The aluminum alloy material for the compressor component contains Mg in an amount of 0.7 to 3.0% by mass. Adjusting the Mg content in the aluminum alloy material within the above specific range can facilitate the degradation of the oxide scale on the surface of the aluminum alloy particles in the production process of the aluminum alloy material, thereby allowing the aluminum alloy particles to be easily bonded to each other. This, therefore, enables the stretch and fatigue properties of the compressor component to be increased.

A Mg content in the aluminum alloy material of less than 0.7% by mass may cause a part where the bonding of the aluminum alloy particles is insufficient to be formed in the aluminum alloy material. This can lead to a reduction in the stretch or fatigue property of the compressor component. On the other hand, the Mg content in the aluminum alloy material more than 3.0% by mass may promote the oxidation of the surface of the aluminum particles in the manufacturing process of the aluminum alloy material. This may cause a portion where the bonding of the aluminum alloy particles is insufficient to be formed in the aluminum alloy material, and hence may cause a decrease in elongation or fatigue properties of the compressor component.

In order to further enhance the working effect of Mg, the Mg content in the aluminum alloy material is preferably 0.7 to 2.5% by mass, more preferably 0.8 to 2.0% by mass, most preferably 0.9 to 1.5% by mass.

- Vanadium (V): 0.1 to 3.0% by mass

The aluminum alloy material for the compressor component contains V in an amount of 0.1 to 3.0% by mass. Adjusting the V content in the aluminum alloy material within the above specific range enables the formation of Al-Fe-V-Mo intermetallic compounds as Al-Fe intermetallic compounds in the aluminum alloy material. This thus enables an increase in mechanical properties of the compressor component at high temperature, such as static strength and creep strength at a temperature of 200°C to 350°C.

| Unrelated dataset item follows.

PR #2548, opened 2025-05-27
Lifting/lowering documentation updates

bendk:
- Added some diagrams to the `lifting_and_lowering` docs.
- Split out the docs on FFI converter traits, updated them, and added some more details.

A V content in the aluminum alloy material of less than 0.1% by mass may reduce the strength of the compressor component. On the other hand, a V content in the aluminum alloy of more than 3.0% by mass may reduce the ductility of the compressor component. In order to increase the strength and the ductility of the compressor component in the right balance, the V content in the aluminum alloy is preferably between 1.0 and 2.0% by mass.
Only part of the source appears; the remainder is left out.